Dieta cetogênica e função tireoidiana: um delicado equilíbrio metabólico


1. Repensando “sua tireoide precisa de carboidratos”

A maioria das pessoas recebe uma explicação simplificada: ao reduzir carboidratos, a função da tireoide “cai”, e os carboidratos seriam essenciais para manter a tireoide saudável. Quando alguém adota uma dieta com poucos carboidratos e passa a sentir cansaço, frio, ansiedade, alterações de sono ou do ciclo menstrual, é muito fácil atribuir tudo exclusivamente à redução de carboidratos.

A literatura científica, porém, mostra um quadro mais complexo. A produção, conversão e ação dos hormônios tireoidianos são fortemente moduladas por:

  • organização circadiana (ciclo claro–escuro);
  • função mitocondrial;
  • estado nutricional (micronutrientes e energia total);
  • inflamação sistêmica, estresse oxidativo e doença de base.

Revisões recentes sobre nutrição e tireoide descrevem um eixo dieta–intestino–tireoide, no qual micronutrientes como iodo, selênio, ferro, zinco, cobre, magnésio, vitamina A e vitamina B12 atuam em múltiplas etapas da síntese, conversão e ação dos hormônios da tireoide.(MDPI)

Ao mesmo tempo, a sensibilidade à luz e à escuridão é crucial. O eixo hipotálamo–hipófise–tireoide é sincronizado com a exposição à luz do amanhecer, à luz do dia e à escuridão noturna. A melatonina, produzida à noite pela glândula pineal e também localmente em mitocôndrias, funciona como um potente antioxidante e regulador de função mitocondrial.(Wiley Online Library)

Estudos experimentais em tecido tireoidiano mostram que a melatonina reduz marcadores de dano oxidativo na glândula, protegendo membranas e estruturas celulares frente a agentes tóxicos e pró-oxidantes.(ScienceDirect) Isso é compatível com a ideia de que a integridade mitocondrial da tireoide depende tanto de sinais circadianos (luz/escuridão) quanto de nutrientes e do contexto metabólico.

Nesse cenário, os carboidratos são apenas um dos muitos sinais metabólicos que influenciam o eixo tireoidiano — não o “botão mestre” isolado que determina se a tireoide vai funcionar ou falhar.

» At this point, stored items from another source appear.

PR #5234, opened 2025-06-26
AO3-6026 Move collections to Elasticsearch

brianjaustin:
# Pull Request Checklist

## Issue

https://otwarchive.atlassian.net/browse/AO3-6026

## References

Continuation of #3912 (there were a lot of comments and a lot of merge issues, so we decided it was easier to do a new PR)

## Credit

Littlelines (contractor)
Brian Austin (they/he)

PR #5355, opened 2025-09-15
AO3-7122 Change nil to false for collections' open_doors and multifandom columns

sarken:
## Issue

https://otwarchive.atlassian.net/browse/AO3-7122

## Purpose

Change any `nil` values for collections' `open_doors` and `multifandom` columns to `false` and then prompt us to reindex collections.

2. Tireoide, mitocôndrias e estresse metabólico

Os hormônios tireoidianos exercem parte importante de seus efeitos justamente nas mitocôndrias, estimulando respiração, biogênese mitocondrial e utilização de substratos energéticos. Revisões recentes enfatizam que:

  • mitocôndrias são alvos centrais dos hormônios tireoidianos;
  • tanto o excesso quanto a deficiência hormonal podem desregular a função mitocondrial;
  • alterações mitocondriais participam da fisiopatologia de doenças da tireoide e de condições metabólicas associadas.(PMC)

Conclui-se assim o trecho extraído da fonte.